1. Find the Laplace transform of
   $$t^2 + a t + b, \;\; \cos (w t + \theta), \;\; \cos^2 t, \;\; \sinh^2 t;$$
   where $a, b, w$ and $\theta$ are arbitrary constants.

   Figure 10.2: $f(t)$

   
2. Find the Laplace transform of the function $f(\cdot)$ given by the graphs in Figure 10.2.
3. If ${\mathcal L}(f(t)) = \displaystyle\frac{1}{s^2 + 1} + \frac{1}{2s+1}$ , find $f(t)$ .

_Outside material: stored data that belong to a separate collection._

Issue #353, opened 2026-08-22
kimi-oauth: Moonshot rejects Codex App connector tools containing sibling $ref pointers (Wego _flights_search) — HTTP 400


hhshopllc:
## Environment
- codex-router v0.4.0-beta.4 (git checkout, macOS, launchd service)
- Provider: kimi-oauth (live Kimi Code OAuth session)
- Codex App with connector tools enabled (Adobe, Wego, etc. — the ~293-tool connector pack)

## Symptom
Any Codex App session using `kimi-oauth/k3` fails with HTTP 400 as soon as connector tools are relayed. Same session on other routed providers works; k3 from CLI (no connectors relayed) works.

## Root cause chain
1. Codex App ships connector tools whose JSON schemas contain **sibling-property `$ref` pointers**. Example from Wego `_flights_search`:
   `properties.filters.properties.inboundTotalDurationRange -> "#/properties/filters/properties/priceRange"`
   — a pointer to a *sibling property*, not `#/$defs/...`.
2. Moonshot rejects any `$ref` that does not start with `#/$defs/`.
3. The router sanitizer (`providerToolSchema`) only flattens union/nullable **roots**; it does not resolve sibling-property `$ref`s before relaying to kimi.
4. Grok has a dedicated forwarder using a stronger collapse; kimi's path does not.

## Suggested fix
Extend `providerToolSchema` (or the kimi forwarder) to resolve/inline non-`#/$defs/` `$ref` pointers — including sibling-property references — before sending tool schemas to Moonshot. This would also future-proof other strict-schema providers.

## Workaround
Use k3 from the CLI (connector tools are not relayed there), or switch the session to another routed model when App connectors are needed.

Happy to provide full request/response captures if useful. Thanks for the router — it works great otherwise.

duolahypercho:
Confirmed still present on `main`, and your diagnosis holds all the way down. Recording the trace so this is actionable.

## Root cause

`providerToolSchema` (`src/tool-schema-root.mjs:259`) does exactly two things: align literals with their declared type, and collapse a union/nullable **root**. A schema whose root is a plain object is returned by identity, with every `$ref` intact:

```js
if (!hasRootUnion(normalized) && !hasNullableObjectRoot(normalized)) return normalized;
```

`resolveRef` exists (`:27`) but is reachable only from `objectBranches`, which feeds the root collapse — it is never used to inline refs into the relayed copy.

[...]

Issue #179, opened 2026-08-13
kimi-api default baseUrl causes 401/429 cooldowns, and tool schema enum type mismatches trigger 400 on Moonshot API


MohamedMohsenX2:
## Bug Report

**codex-router version:** 0.4.0-beta.3 (installed via Homebrew)
**OS:** macOS
**Provider:** kimi-api (Kimi Platform API)

---

### Bug 1: kimi-api defaults to `https://api.moonshot.cn/v1` — no first-class support for Kimi Platform endpoint

**Symptom:** Requests to `kimi-api/kimi-k3` fail with HTTP 401 Unauthorized, which cascades into LiteLLM's 429 Too Many Requests deployment cooldown.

The next theorem relates the Laplace transform of the function $f^\prime(t)$ with that of $f(t)$ .

THEOREM 10.3.5 (Laplace Transform of Differentiable Functions)   Let $f(t),$ for $t > 0,$ be a differentiable function with the derivative, $f^\prime(t),$ being continuous. Suppose that there exist constants $M$ and $T$ such that $\vert f(t) \vert \leq M e^{{\alpha}t}$ for all $t \geq T.$ If ${\mathcal L}(f(t)) = F(s)$ then

$${\mathcal L}\left( f^\prime(t) \right) = s F(s) - f(0) \;\; {\mbox{ for }} \;\; s > {\alpha}.$$ (10.3.1)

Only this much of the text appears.